Therefore, addressing the question of biomarkers in inpatient population suffering MDD and whether improvement can be accomplished in only 3 weeks is a critical question with very direct impact and translation to clinical care.

HYPOTHESES:

1. Response to an index course of accelerated Left-iTBS 3 treatments per day will be associated with associated with increased activation of frontal regions in functional Near Infrared Spectroscopy (fNIRS) and electroencephalogram (EEG) (increase cerebral blood flow to left DLPFC, and decrease in alpha power in left DLPFC), and decrease of inflammatory biomarkers.

2. Depression scores on Hamilton Depression Ration Scale (HDRS)-17 will decrease by at the end of second week of treatment, in 50% of the sample.

OBJECTIVES:

1. To investigate neurophysiological and inflammatory biomarkers in inpatients with depression treated with accelerated rTMS.

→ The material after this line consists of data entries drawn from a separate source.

PR #186, opened 2021-11-28
Off-heap (direct) entry array

liran-funaro:
* Refactor chunks/entry-array: put only the array access logic into `EntryArray` and the rest of the logic into `Chunk`.
* Add support for both `EntryArrayHeap` and `EntryArrayDirect` implementing `EntryArray` interface.
* Add `OakSharedConfig` to pass Oak configuration between instances of `InternalOak` and `Chunks`.
* Fix memory-leak in unit tests


core/src/main/java/com/yahoo/oak/BasicChunk.java
```diff
@@ -9,55 +9,503 @@
 import java.util.concurrent.atomic.AtomicInteger;
 import java.util.concurrent.atomic.AtomicReference;
 
+/*
+* EntryArray is array of entries based on primitive array of longs.
```
sanastas, line 13: It is weird that class BasicChunk starts with comment about EntryArray. At least BasicChunk should be explained in few words, saying that BasicChunk has an EntryArray, then about EntryArray.

core/src/main/java/com/yahoo/oak/BasicChunk.java
```diff
@@ -9,55 +9,503 @@
...
-    /*-------------- Members --------------*/
-    // to compare serilized and object keys
-    protected OakComparator<K> comparator;
     // in split/compact process, represents parent of split (can be null!)
     private final AtomicReference<BasicChunk<K, V>> creator;
     // chunk can be in the following states: normal, frozen or infant(has a creator)
     private final AtomicReference<State> state;
     private final AtomicReference<Rebalancer<K, V>> rebalancer;
     private final AtomicInteger pendingOps;
-    private final int maxItems;
```
sanastas, line 31: Why maxItems is removed?

core/src/main/java/com/yahoo/oak/BasicChunk.java
```diff
@@ -9,55 +9,503 @@
...
         this.pendingOps = new AtomicInteger();
         this.rebalancer = new AtomicReference<>(null); // to be updated on rebalance
         this.statistics = new Statistics();
     }
 
+    // EntryState is the state of the entry after inspection of the states of its key and value
+    // For Example:
+    // Entry in which a key is allocated, but without a valid value, is considered not existing
+    // Entry marked deleted only off-heap is already considered deleted
+    enum EntryState {
```
sanastas, line 124: It is really weird to me that EntryState is part of the chunk. If so, I would move it to a separate enum class. And please add EMPTY state, even though for now it is not going to be used.

core/src/main/java/com/yahoo/oak/BasicChunk.java
```diff
@@ -9,55 +9,503 @@
...
+         * @return is the value valid
+         */
+        boolean isValid() {
+            return this.ordinal() >= EntryState.VALID.ordinal();
+        }
+    }
+
+    /**
+     * Returns the number of entries allocated and not deleted for this EntryArray instance.
+     * Although, in case instance is used as an linked list, nextFreeIndex is can be used to calculate
```
sanastas, line 166: `nextFreeIndex` is unrelated (in the comment)

core/src/main/java/com/yahoo/oak/BasicChunk.java
```diff
@@ -9,55 +9,503 @@
...
+    /**
+     * Completes the deletion of a mapping
+     * @param ctx the call context
+     * @return true if the deletion indeed updated the entry to be deleted as a unique operation
+     */
+    abstract boolean deleteValueFinish(ThreadContext ctx);
+
+
+    /* ########################################################################
+       # Former Chunk
```
sanastas, line 480: What does it mean "Former Chunk"?

core/src/main/java/com/yahoo/oak/BasicChunk.java
```diff
@@ -154,61 +602,78 @@ void release() {
...
-    /**
-     * See concrete implementation for more information
-     */
-    abstract void releaseNewValue(ThreadContext ctx);
 
     /**
      * Writes the key off-heap and allocates an entry with the reference pointing to the given key
      * See concrete implementation for more information
      */
     abstract boolean allocateEntryAndWriteKey(ThreadContext ctx, K key);
```
sanastas, line 618: `allocateEntryAndWriteKey` method can move up with all of the rest similar methods...

core/src/main/java/com/yahoo/oak/BasicChunk.java
```diff
@@ -154,61 +602,78 @@ void release() {
...
+    }
 
     /**
-     * When deleting an entry the first step is marking (CAS) the delete bit in the value's off-heap
-     * header, this is the Linearization Point (LP) of deletion.
-     * Later series of steps need to be performed to accomplish the entry deletion.
-     * This method accomplish the rest of the algorithm coming after LP.
-     * Other threads seeing a marked value call this function before they proceed (e.g.,
-     * before performing a successful {@code putIfAbsent()}).
+     * As written in {@link BasicChunk#writeValueCommit(ThreadContext)}, when changing an entry,
```
sanastas, line 645: Is `writeValueCommit()` part of the BasicChunk?

core/src/main/java/com/yahoo/oak/EntryArrayHeap.java
```diff
@@ -0,0 +1,96 @@
...
+
+    /** {@inheritDoc} */
+    @Override
+    public int fieldCount() {
+        return entryCount;
+    }
+
+    /** {@inheritDoc} */
+    @Override
+    public void clear() {
```
sanastas, line 59: Is the clear() usage is exercised as part of the tests?

core/src/main/java/com/yahoo/oak/BasicChunk.java
```diff
@@ -9,55 +9,503 @@
...
+        assert valuesMemoryManager.isReferenceConsistent(ctx.value.getSlice().getReference());
+    }
+
+    /**
+     * Find the state of a the value that is pointed by {@code value}.
+     * Thus, {@code readValue(value, ei)} should be called prior to this method with the same {@code value} instance.
+     *
+     * @param value a buffer object that contains the value buffer
+     */
+    private EntryState getValueState(ValueBuffer value) {
```
sanastas, line 362: It is weird we have both `getEntryState()` and `getValueState()` in one file. They are doing basically the same just one for Hash's algorithm insertion/deletion and the later for Map's algorithm of insertion/deleted... Not experienced coder will get confused...

sanastas (commented):
I didn't finish, I have contradicting feelings about the change of putting all the entry sets logic in BasicChunk. Because we have no good separation between Hash logic and Map logic... But I will continue review.

core/src/main/java/com/yahoo/oak/BlocksPool.java
```diff
@@ -97,6 +97,16 @@ static void setBlockSize(int blockSize) {
         }
     }
 
+    static void clear() {
```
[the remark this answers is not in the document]
liran-funaro: Before, I've noticed that the memory usage during testing is too high. I've fixed some tests to correctly close Oak. But I also wanted to clear all the used blocks to release the memory.
This function is used for testing to release all the blocks but still leave the pool operational.
I think that we should expose this API to the users due to Issue #192 .

core/src/main/java/com/yahoo/oak/BasicChunk.java
liran-funaro: Because it can be derived from the entry array capacity.

core/src/main/java/com/yahoo/oak/BasicChunk.java
liran-funaro: I don't think it is weird. A chunk consists of an entry array and it wants to describe the state of an entry inside the chunk. It is very specific to chunks so it makes sense to be part of this class.

core/src/main/java/com/yahoo/oak/BasicChunk.java
liran-funaro: This is a comment for the reviewer and later will be removed. Before this PR, the methods below it were implemented in Chunk, and the methods above it were implemented in EntryArray.

core/src/main/java/com/yahoo/oak/EntryArrayHeap.java
liran-funaro: I don't remember where it is used. But this method was part of EntryArray before this PR.

core/src/main/java/com/yahoo/oak/BasicChunk.java
liran-funaro: You're right. These should be moved to the specific Chunk implementation.

liran-funaro:
@sanastas 
> we have no good separation between Hash logic and Map logic

I think it is possible to attain this separation with not too much effort. If you find methods that should be moved like the ones you already mentioned, then let me know.
Anyway, I won't start applying the changes you requested and merging with the master until we feel confident that we want to go ahead with this change.

core/src/main/java/com/yahoo/oak/BasicChunk.java
sanastas: Then it is better to keep `getMaxItems()` method and redirect to array capacity

core/src/main/java/com/yahoo/oak/BasicChunk.java
sanastas: I am suggesting to change the comment and to make it clearer...

core/src/main/java/com/yahoo/oak/BasicChunk.java
sanastas: OK

sanastas:
I want to ask @boris-kap to make the review to this PR as well, so we have more then one opinion.

core/src/main/java/com/yahoo/oak/BlocksPool.java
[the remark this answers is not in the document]
sanastas: My understanding of `clear()` (e.g. vs `close()`) is that it makes the data structure "clear", but keeps the structure so it can be "filled" again. Thus the entire memory is not released. Thus issue #192 requires another API to resolve the user request there. Let's discuss.

liran-funaro:
Broke down into number of PRs and rethink chunk/array design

2. To investigate the speed in reduction of symptoms to accelerated rTMS in MDD in inpatient setting.

PROCEDURES:

The entire study will recruit a total of 50 inpatients. Patients meeting symptomatic criteria for a depressive episode will receive Left-iTBS 3 treatments per day, 45 to 1 hour apart, for a total of 20 consecutive days. Patients will undergo motor threshold testing to determine the appropriate site and strength of stimulation according to standard methods then begin treatment. Measure will also include electroencephalography (EEG), near infrared spectroscopy (fNIRS), a blood draw, and cognitive testing, questionnaires. The treatment phase will last 20 days. Treatment will be administered daily in the morning (60 treatments total).

Conditions

Depression

Keywords

rTMS; Depression; Theta Burst Stimulation; Inpatients; Biomarkers

Study Design

• Allocation Method: NA
• Intervention Model: SINGLE_GROUP
• Primary Study Purpose: DIAGNOSTIC
• Blinding Strategy: NONE

Study Groups

Intermittent Theta burst stimulation.

Procedure: repetitive transcranial magnetic stimulation (iTBS) to the left Dorsolateral Prefrontal Cortex; 3 sessions per day, for 20 days.

Group Type: OTHER

repetitive transcranial magnetic stimulation (MagPro X100).

Intervention Type: DEVICE

accelerated rTMS.

Intermittent Theta burst stimulation ( iTBS)

Intervention Type: DEVICE

Interventions

repetitive transcranial magnetic stimulation (MagPro X100).

accelerated rTMS.

Intervention Type: DEVICE

Intermittent Theta burst stimulation ( iTBS)

Intervention Type: DEVICE

Eligibility Criteria

Inclusion Criteria

1. are inpatients at the time of enrolment;

2. are capable to consent to treatment;

3. are experiencing a major depressive episode that is deemed as the principal concern during the current admission; (3.1) Those who are experiencing a bipolar depressive episode, are on a mood stabilizer;

4. are between the ages of 19 and 65 years;

5. have a score >= 18 on the HDRS-17 item within 2-days prior to initiating TBS;

6. have had no increase or initiation of antidepressant medication in the 4 weeks prior to initiation of TMS (according to clinical judgment);

7. able to adhere to the treatment schedule;

8. pass the TMS adult safety screening (TASS) questionnaire.

Exclusion Criteria

1. have a history of substance dependence or abuse within the last 3 months;

2. have a concomitant major unstable medical illness, cardiac pacemaker or implanted medication pump;

3. have active suicidal intent;

4. are experiencing psychosis;

5. are pregnant;

6. have failed a course of electroconvulsive therapy in the current depressive episode or previous episode;

7. have received rTMS for any previous indication due to the potential compromise of expectancy effects;

8. have any significant neurological disorder or insult including, but not limited to: any condition likely to be associated with increased intracranial pressure, space occupying brain lesion, history of epilepsy, cerebral aneurysm, Huntington's chorea, multiple sclerosis, significant head trauma with loss of consciousness for greater than 5 minutes;

9. have an intracranial implant (e.g., aneurysm clips, shunts, stimulators, cochlear implants, or electrodes) or any other metal object within or near the head, excluding the mouth, that cannot be safely removed

10. have a clinically significant laboratory abnormality, in the opinion of the one of the principal investigators;

11. are currently (or in the last 4 weeks) taking lorazepam greater than 4 mg daily (or equivalent) or currently taking any dose of an anticonvulsant (those with unipolar depression).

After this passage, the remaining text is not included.